I am working with a relatively large dataframe (close to 1 billion rows) in PySpark. This dataframe is in "long" format, and I would like to have a unique index for each group defined by a groupBy over multiple columns. An example dataframe:
+--------------+-------+---------+------+------+
|classification| id_1| id_2| t| y|
+--------------+-------+---------+------+------+
| 1| person| Alice| 0.1| 0.247|
| 1| person| Alice| 0.2| 0.249|
| 1| person| Alice| 0.3| 0.255|
| 0| animal| Jaguar| 0.1| 0.298|
| 0| animal| Jaguar| 0.2| 0.305|
| 0| animal| Jaguar| 0.3| 0.310|
| 1| person| Chris| 0.1| 0.267|
+--------------+-------+---------+------+------+
Here I would like to perform an operation such that I can index each group of ["classification", "id_1", "id_2"]. Example output is:
+--------------+-------+---------+------+------+----+
|classification| id_1| id_2| t| y| idx|
+--------------+-------+---------+------+------+----+
| 1| person| Alice| 0.1| 0.247| 1|
| 1| person| Alice| 0.2| 0.249| 1|
| 1| person| Alice| 0.3| 0.255| 1|
| 0| animal| Jaguar| 0.1| 0.298| 2|
| 0| animal| Jaguar| 0.2| 0.305| 2|
| 0| animal| Jaguar| 0.3| 0.310| 2|
| 1| person| Chris| 0.1| 0.267| 3|
+--------------+-------+---------+------+------+----+
I cannot use monotonically_increasing_id() since I don't want a unique ID per row. What I've done, hopefully as a stop-gap, is to create another dataframe, create unique indices for each group, then join that dataframe back into the original.

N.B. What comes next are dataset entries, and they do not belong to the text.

PR #5592, opened 2026-07-06
perf: replace O(n) NodeList scans with O(1) index map in AddOrUpdateNode/RemoveNode

### LINKED ISSUE #5591: [PERF] Replace O(n) NodeList membership scans with O(1) lookups in scheduler cache

pkg/scheduler/cache/event_handlers.go currently performs O(n) linear scans over NodeList in both AddOrUpdateNode() and RemoveNode() while holding the global scheduler cache mutex (sc.Mutex.Lock()).

In AddOrUpdateNode(), the code iterates through NodeList to determine whether a node already exists before appending it. Similarly, RemoveNode() performs a linear scan to locate the node before removing it from the slice.

Since the scheduler cache already maintains a Nodes map keyed by node name, these membership checks could be performed in O(1). As cluster size increases (e.g., thousands of nodes), repeatedly scanning NodeList under the global mutex increases lock hold time and can contribute to higher scheduler latency during frequent node add/remove events.

Replace the O(n) membership check in AddOrUpdateNode() with an O(1) lookup using the existing Nodes map before appending to NodeList.

For RemoveNode(), maintain an auxiliary index (for example, nodeListIndex map[string]int) to enable O(1) lookup and removal from NodeList. The index can be updated whenever nodes are added or removed.

This change would:

Eliminate unnecessary linear scans while holding the global mutex.
Reduce lock contention during node add/remove operations.
Improve scalability for large clusters with frequent node events.
Preserve the existing scheduler behavior while improving performance.

### Additional context

The current implementation performs O(n) work under the scheduler cache mutex for every node add/remove operation. During large-scale cluster expansion or environments with frequent node churn, this can increase mutex contention with other scheduler operations such as snapshot creation and pod event handling.

Since the cache already maintains a Nodes map, reusing it (or maintaining a lightweight index for NodeList) provides a more scalable implementation with minimal behavioral impact.

I would be happy to work on implementing this optimization and submit a pull request if the proposal is accepted.

vanshika2720:
#### What type of PR is this?

/kind feature

This PR improves the performance of node add/remove operations in the scheduler cache by eliminating O(n) `NodeList` scans while holding the global scheduler cache mutex.

Previously:
- `AddOrUpdateNode()` performed a linear scan over `NodeList` to determine whether a node already existed before appending it.
- `RemoveNode()` performed another linear scan to locate the node and removed it using append-splice, resulting in O(n) lookup and O(n) slice copying.

This PR introduces a `nodeListIndex` (`map[string]int`) that is maintained alongside `NodeList` to provide efficient lookups.

The implementation includes:
- Using `nodeListIndex` for O(1) membership checks in `AddOrUpdateNode()`.
- Using `nodeListIndex` together with swap-delete in `RemoveNode()` to eliminate both the linear scan and slice shifting.
- Lazy initialization of `nodeListIndex` from an existing `NodeList` to maintain compatibility with tests that construct `SchedulerCache` directly.
- Keeping `nodeListIndex` synchronized whenever nodes are added or removed.

Since `NodeList` ordering is not relied upon by the scheduler, swap-delete preserves the existing behavior while improving performance and reducing mutex hold time.

Fixes #5591 

- This change is an internal performance optimization and does not modify scheduler behavior or public APIs.
- Existing tests were updated to validate `nodeListIndex` consistency.
- Added test coverage for duplicate add, remove, and re-add scenarios.
- Added benchmarks covering node add/remove operations at 100, 500, and 2000 node scale.

```release-note
NONE
```

### DIFF
--- a/pkg/scheduler/cache/cache.go
+++ b/pkg/scheduler/cache/cache.go
@@ -149,6 +149,7 @@ type SchedulerCache struct {
 	NodeShards           map[string]*schedulingapi.NodeShardInfo
 	PriorityClasses      map[string]*schedulingv1.PriorityClass
 	NodeList             []string
+	nodeListIndex        map[string]int
 	defaultPriorityClass *schedulingv1.PriorityClass
 	defaultPriority      int32
 	CSINodesStatus       map[string]*schedulingapi.CSINodeStatusInfo
@@ -568,6 +569,7 @@ func newSchedulerCache(config *rest.Config, schedulerNames []string, defaultQueu
 		NodeShards:          make(map[string]*schedulingapi.NodeShardInfo),
 
 		NodeList:            []string{},
+		nodeListIndex:       make(map[string]int),
 		nodeWorkers:         nodeWorkers,
 		resourceSyncTimeout: resourceSyncTimeout,
 	}
--- a/pkg/scheduler/cache/cache_mock.go
+++ b/pkg/scheduler/cache/cache_mock.go
@@ -142,6 +142,7 @@ func newMockSchedulerCache(schedulerName string) *SchedulerCache {
 		NodeShards:             make(map[string]*schedulingapi.NodeShardInfo),
 
 		NodeList:       []string{},
+		nodeListIndex:  make(map[string]int),
 		binderRegistry: NewBinderRegistry(),
 		resyncPeriod:   0,
 	}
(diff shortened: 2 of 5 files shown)


vanshika2720:
@JesseStutler
@hajnalmt
@hwdef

from pyspark.sql import functions as F
df_groups = (
df
.select("classification", "id_1", "id_2")
.dropDuplicates()
.withColumn(
"idx", F.monotonically_increasing_id()
)
)
df = df.join(other=df_groups, on=["classification", "id_1", "id_2"])
This can be a pretty hefty operation, so I'm wondering if there is any native Spark operation that effectively does the same thing.